▸ **Action item**
Please report, as a single number, how many lines in the entries include the string "nextVersion".

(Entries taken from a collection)
PR #15965, opened 2022-08-12
chore: integrate msw to browser to mock api requests

### LINKED ISSUE #14395: [Task]: mock API calls/response for RBAC

### SubTasks

> As of now we are just consuming the mock data directly by keeping it in a variable and just setting it to the state on load, we are not getting it async in an effect. So if we could mock the process using a mock response data in a json file, once the API is done we can just replace the path to json file with path to url endpoint.

- mock API calls
- mock response data for RBAC 
- create sagas and actions

berzerkeer:
## Description

As of now, when the backend api's are not ready we mock api data by returning a JSON in promise or just directly using it. There is no way to  mock the `serve` part unless you put the json files in a public folder and fetch using axios or fetch. So `msw` is made to solve that, we are already using it for our test env and now I am adding it to browser env.  We only use it in `development` and the `serviceworker` also only gets registered in the dev environment. 

Fixes #14395

## Type of change

## How Has This Been Tested?

- Manual

## Checklist:


app/client/public/mockServiceWorker.js
```diff
@@ -0,0 +1,322 @@
...
+    }
+  }
+})
+
+// Resolve the "master" client for the given event.
+// Client that issues a request doesn't necessarily equal the client
+// that registered the worker. It's with the latter the worker should
+// communicate with during the response resolving phase.
+async function resolveMasterClient(event) {
+  const client = await self.clients.get(event.clientId)
```
IAmAnubhavSaini, line 90: If you are awaiting, then you need to handle for error via try/catch.

app/client/public/mockServiceWorker.js
```diff
@@ -0,0 +1,322 @@
...
+  const client = await resolveMasterClient(event)
+  const response = await getResponse(event, client, requestId)
+
+  // Send back the response clone for the "response:*" life-cycle events.
+  // Ensure MSW is active and ready to handle the message, otherwise
+  // this message will pend indefinitely.
+  if (activeClientIds.has(client.id)) {
+    ;(async function () {
+      const clonedResponse = response.clone()
+      sendToClient(client, {
```
IAmAnubhavSaini, line 120: 1. You are returning `Promise` from that function. Need `await` here.

app/client/public/mockServiceWorker.js
```diff
@@ -0,0 +1,322 @@
...
+
+async function handleRequest(event, requestId) {
+  const client = await resolveMasterClient(event)
+  const response = await getResponse(event, client, requestId)
+
+  // Send back the response clone for the "response:*" life-cycle events.
+  // Ensure MSW is active and ready to handle the message, otherwise
+  // this message will pend indefinitely.
+  if (activeClientIds.has(client.id)) {
+    ;(async function () {
```
IAmAnubhavSaini, line 118: 2. This doesn't need `;`.
3. Need await here. An async function, even IIAFE, should be awaited.

app/client/public/mockServiceWorker.js
```diff
@@ -0,0 +1,322 @@
...
+function respondWithMock(clientMessage) {
+  return new Response(clientMessage.payload.body, {
+    ...clientMessage.payload,
+    headers: clientMessage.payload.headers,
+  })
+}
+
+function uuidv4() {
+  return 'xxxxxxxx-xxxx-4xxx-yxxx-xxxxxxxxxxxx'.replace(/[xy]/g, function (c) {
+    const r = (Math.random() * 16) | 0
```
IAmAnubhavSaini, line 318: Use crypto API.

https://developer.mozilla.org/en-US/docs/Web/API/Web_Crypto_API

IAmAnubhavSaini: https://developer.mozilla.org/en-US/docs/Web/API/Crypto/randomUUID

IAmAnubhavSaini (changes requested):

berzerkeer:
@IAmAnubhavSaini the file `mockServiceWorker.js` is auto generated by msw. I didn't create it.

IAmAnubhavSaini (dismissed):

ankitakinger (approved):

PR #16749, opened 2022-09-14
fix: AST on BE (WIP)

### LINKED ISSUE #16338: [Task]: Consume AST apis on backend server

### SubTasks

The apis are added in RTS server. There are two apis for the AST backend usage :

- **Single script Identifiers**
  _Method_: `POST`
  _URL_: `/rts-api/v1/ast/single-script-data`
  _Body_: `{ "script": "(function(){ let a = 1; return [Api1.data, Api2.data, a]; })()", "evalVersion": 2 }` 
  _Response_: `{"success":true,"data":{"identifiers":["Api1.data","Api2.data"]}}`
  
- **Multiple script Identifiers**
  _Method_: `POST`
  _URL_: `/rts-api/v1/ast/multiple-script-data`
  _Body_: `{ "scripts": ["(function(){ let a = 1; return [Api1.data, Api2.data, a]; })()", "(function(){ let a = 1; return [XYZ.data, a]; })()"], "evalVersion": 2 }` 
  _Response_: `{"success":true,"data":[{"identifiers":["Api1.data","Api2.data"]},{"identifiers":["XYZ.data"]}]}`

> Where evalVersion is optional and default value is 2,  eval  version is the version we can find in the response of `/api/v1/pages?pageId=${pageId}` request of the application  where the path for it is `data.application. evaluationVersion`.

nidhi-nair:
## Description
This PR introduces a new way of parsing all the dynamic bindings present in an Appsmith application. 

Earlier, we used to break down the string representation of a binding into words and try to predict what possible entities we were referring to in any piece of code. An entity could be an action (query/API), a JS function, a widget, or an `appsmith` object reference. That last type is not considered in our dependency logic today so we'll skip talking about it.

However, this approach was ridden with bugs because this meant that if we had name clashes inside comments, strings, local variables, etc., we would still continue to recognize those as a reference to the global entity. A smaller concern that arose from this was additional runs of queries/APIs. But it was also possible that we end up creating cyclical references along the way, even the the user had done no such thing.

With this set of changes, we will now have a more reliable way of figuring out these entity dependencies. Now, we are relying on the AST representation of any piece of code to find proper global variable references. This essentially means we'll be ignoring all the comment/string/local variable/function parameter references that were identified before. This also brings us closer to how the client calculates dependencies and hence brings consistency in these calculations.

Outside of this, the PR also introduces a few optimizations to the way we were processing these references that we had identified. Before this PR, we did not have a sense of the nature of each of these references, and in the process of calculating the dependency graph, we needed to refer to the DB over and over to check for this information. Now, we have introduces types that retain knowledge of whether a particular reference is a candidate for a widget, action or JS action reference. We also attach a little more information about the type of reference in terms of whether it is an async function, a direct function call, etc. Please check the `EntityDependencyNode` class that captures this information. 

Any identified node is propagated through the logic with this information so that we can rely on this one source of information for further processing.

This solution makes use of APIs exposed on the RTS server to calculate the on page load dependencies. Unfortunately, older slim container setups would not be able to accommodate this change without manual intervention from admins to set up RTS and then expose it to the server. As a result, this PR continues to use the older way of doing things for such set ups. It is highly recommended that users of Appsmith upgrade to the fat container set up to ensure a seamless experience.

TL;DR, here is the change set:
1. On page load calculations will now be more accurate. Good bye, a-certain-type-of cyclical dependency errors.
2. This change is only applicable for fat container setups. If you are not on this, please consider migrating.

Fixes #16338 

## Type of change

## How Has This Been Tested?
- JUnit tests
- Manual testing

## Checklist:


app/server/appsmith-interfaces/src/main/java/com/appsmith/external/helpers/MustacheHelper.java
```diff
@@ -322,21 +327,119 @@ public static String render(String template, Map<String, String> keyValueMap) {
         return StringEscapeUtils.unescapeHtml4(rendered.toString());
     }
 
-    public static void extractActionNamesAndAddValidActionBindingsToSet(Map<String, DynamicBinding> bindingNames, String mustacheKey) {
-        String key = mustacheKey.trim();
+    public static Mono<Map<String, Set<EntityDependencyNode>>> getPossibleEntityParentsMap(Set<String> mustacheBindings, int types) {
+
+        return Flux.fromStream(mustacheBindings.stream())
+                .flatMap(bindingString -> {
+                    return WebClient.create("http://localhost:8091/rts-api/v1/ast/single-script-identifiers")
```
trishaanand, line 334: QQ: What happens when our deployment scenario for rts changes? Could we do something more generic here so that RTS deployment is not associated with our code? Also, lets extract the path also into a static final string?

app/server/appsmith-interfaces/src/main/java/com/appsmith/external/helpers/MustacheHelper.java
```diff
@@ -322,21 +327,119 @@ public static String render(String template, Map<String, String> keyValueMap) {
...
+                            .post()
+                            .body(BodyInserters.fromValue(Map.of("script", bindingString, "evalVersion", 2)))
```
trishaanand, line 336: Super nit pick : Possible to extract the strings and replace them with variables?

app/server/appsmith-interfaces/src/main/java/com/appsmith/external/helpers/MustacheHelper.java
```diff
@@ -322,21 +327,119 @@ public static String render(String template, Map<String, String> keyValueMap) {
...
+                            .retrieve()
+                            .bodyToMono(Map.class)
+                            .map(response -> (List<String>) response.get("data"))
+                            .zipWith(Mono.just(bindingString));
+                }).collect(HashMap::new, (map, tuple) -> {
+                    String bindingValue = tuple.getT2();
+                    HashSet<EntityDependencyNode> totalParents = new HashSet<>();
+                    tuple.getT1().forEach(reference -> {
+                        if ((types & 0b1) == 1) {
```
trishaanand, line 345: Nit: Could we please add comments to explain these if conditions for future developers reading this? Thanks!

app/server/appsmith-server/src/main/java/com/appsmith/server/domains/Action.java
```diff
@@ -1,9 +1,6 @@
 package com.appsmith.server.domains;
 
-import com.appsmith.external.models.ActionConfiguration;
-import com.appsmith.external.models.BaseDomain;
-import com.appsmith.external.models.Datasource;
-import com.appsmith.external.models.Property;
+import com.appsmith.external.models.*;
```
trishaanand, line 3: Hey, could we remove the * and add back the individual imports? Thanks!

app/server/appsmith-server/src/main/java/com/appsmith/server/solutions/ce/PageLoadActionsUtilCEImpl.java
```diff
@@ -19,17 +21,8 @@
...
-import java.util.ArrayList;
-import java.util.Arrays;
-import java.util.HashMap;
-import java.util.HashSet;
-import java.util.Iterator;
-import java.util.List;
-import java.util.Map;
-import java.util.Optional;
-import java.util.Set;
+import java.util.*;
```
trishaanand, line 24: Same as above. Thanks!

app/server/appsmith-server/src/main/java/com/appsmith/server/solutions/ce/PageLoadActionsUtilCEImpl.java
```diff
@@ -261,6 +254,55 @@ private Mono<List<Set<DslActionDTO>>> filterAndTransformSchedulingOrderToDTO(Set
                 });
     }
 
+    private Mono<Set<EntityDependencyNode>> getPossibleEntityReferences(Mono<Map<String, ActionDTO>> actionNameToActionMapMono, Set<String> bindings) {
```
trishaanand, line 257: Nit: Please add function comments to all the newly added functions (and update any other function comments) to make this file more readable (this in all honesty, this is a very complicated peace of logic happening here.) Thanks!

trishaanand (commented):
Supremely minor comments added. Would love to review again post more context on the changes @nidhi-nair

app/server/appsmith-interfaces/src/main/java/com/appsmith/external/helpers/MustacheHelper.java
nidhi-nair: Added a health check to rts to test for whether it is accessible on start up. If it is not, we'll assume this is not fat container and fall back to the string way of comparing and finding references. This is because we want to encourage folks to move to fat container and we'll only provide the existing experience on slim.

app/server/appsmith-server/src/main/java/com/appsmith/server/solutions/ce/CreateDBTablePageSolutionCEImpl.java
```diff
@@ -342,7 +342,7 @@ public Mono<CRUDPageResponseDTO> createPageFromDBTable(String defaultPageId,
                     }
 
                     log.debug("Going to update layout for page {} and layout {}", savedPageId, layoutId);
-                    return layoutActionService.updateLayout(savedPageId, layoutId, layout)
+                    return layoutActionService.updateLayout(savedPageId, page.getApplicationId(), layoutId, layout)
                             .then(Mono.zip(
```
subrata71, line 346: Sorry, I lack knowledge on this but I couldn't help asking this.
I see previously there's no `applicationId` as part of the `updateLayout` action but now we introduce this. Maybe there's a good reason to introduce the `applicationId` here. Can you please state the reason behind it?
@nidhi-nair

nidhi-nair: The AST logic varies depending on the evaluation version that the application is on. This happened after a change went in the modified how we parse new line characters. Hence, for every application on Appsmith now, we need to make sure we retain this context and parse the bindings in that way.

PR #16750, opened 2022-09-14
fix: chart widget color fontfamily

### LINKED ISSUE #16662: [Bug]: Chart widget's accent color and font family sets to default value for current user theme

### Description

For Chart widget, the accent color and font family sets to the default value for current user theme. On change of theme as well the accent color and font family of the chart does not change. Please find below the screenshot:

Screenshot 2022-09-09 at 12 24 03 PM

### Steps To Reproduce

1. Import the following via JSON file.
2. Open the app
3. Observe the chart widget's color and font family does not match with the current app theme

Here is the JSON file:
[Employee Time Tracker.txt](https://github.com/appsmithorg/appsmith/files/9532917/Employee.Time.Tracker.txt)

### Public Sample App

_No response_

### Version

Cloud

keyurparalkar:
## Description

This PR re-runs the function `migrateChartWidgetReskinningData` on version 61. We are executing this again since older apps didn't get the `accentColor` and the `fontFamily` properties due to this [change](https://github.com/appsmithorg/appsmith/blob/06c8d0c9720a72c6cf55bdec7f9c2f48cc7cca17/app/client/src/utils/DSLMigrations.ts#L1082).

Fixes #16662

## Type of change

## How Has This Been Tested?

Added the unit test named: `DSLMigration.test.ts`.
This test does the following:
1. Make sure that the migration function is executed.
2. Makes sure that migrations are executed in the correct order.
3. Notifies by failing the tests whenever a new migration is added to `transformDSL` but not in the test suite `DSLMigration.test.ts`

## Checklist:


app/client/src/utils/DSLMigration.test.ts
```diff
@@ -0,0 +1,4181 @@
...
+    moduleObj: checkboxMigration,
+    funcName: "migrateCheckboxGroupWidgetInlineProperty",
+    nextVersion: 48,
+  },
+  {
+    moduleObj: buttonWidgetMigrations,
+    funcName: "migrateRecaptchaType",
+    nextVersion: 49,
+  },
+  {
```
ashit-rath, line 4083: Here we skipped a version and I am guessing it's because there isn't an internal migration function.
For these case can we add dummy functions here and have an entry for the version?

Reason:
Let's say I add a new migration function in the `transformDSL` function and I don't add the function here to mock.
Correct me if I'm wrong, this test file won't throw an error and we want developers to always add the new function to this test file.

Now in order to do that we can do something like 
```
expect(migrationList.length).toEqual(LATEST_PAGE_VERSION)
```
^^ In order to make this work perfectly  we can't skip versions in `migrationList`

app/client/src/utils/DSLMigration.test.ts
```diff
@@ -0,0 +1,4181 @@
...
+
+  test.each(migrationList)(
+    "has $funcName ran successfully?",
+    ({ funcName, nextVersion }) => {
+      expect(
+        mockFnObj[funcName].mock.results[0].value.validationFuncName,
+      ).toEqual(funcName);
+      expect(mockFnObj[funcName].mock.results[0].value.version).toEqual(
+        nextVersion,
+      );
```
ashit-rath, line 4174: Can we also validate if the function was called with the correct version?

app/client/src/utils/DSLMigration.test.ts
```diff
@@ -0,0 +1,4181 @@
...
+import * as propertyPaneMigrations from "./migrations/PropertyPaneMigrations";
+import * as themingMigration from "./migrations/ThemingMigrations";
+import { LATEST_PAGE_VERSION } from "constants/WidgetConstants";
+
+interface IMigrationList {
+  moduleObj: any;
+  funcName: string;
+  nextVersion: number;
+}
+const originalDSL = {
```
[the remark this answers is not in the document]
ashit-rath: @keyurparalkar Can you address this comment?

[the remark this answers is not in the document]
keyurparalkar: @ashit-rath moved DSL into `testDSLs.ts` file

ashit-rath (approved):
Can you elaborate the PR description?

keyurparalkar:
> description

@ashit-rath I have updated the description of the PR.

app/client/src/utils/DSLMigration.test.ts
```diff
@@ -0,0 +1,703 @@
...
+  migrations.forEach((migration: Migration) => {
+    /**
+     * Generates mock fucntion for each migration function.
+     * Mocks the implementation
+     */
+    const version = migration.version ?? 0;
+    mockFnObj[version] = [];
+
+    migration.functionLookup.forEach(
+      (funcDetails: { moduleObj: any; functionName: string }) => {
```
ashit-rath, line 625: I don't think you need to define the typings for `funcDetails` here explicitly. I should infer directly.
Do you think we should rename `funcDetails` -> `lookup`?

keyurparalkar: @ashit-rath removed the typings from here. Renamed it to lookup.

ashit-rath (approved):

laveena-en:
Tested and verified.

▸ **Solved exercise**
5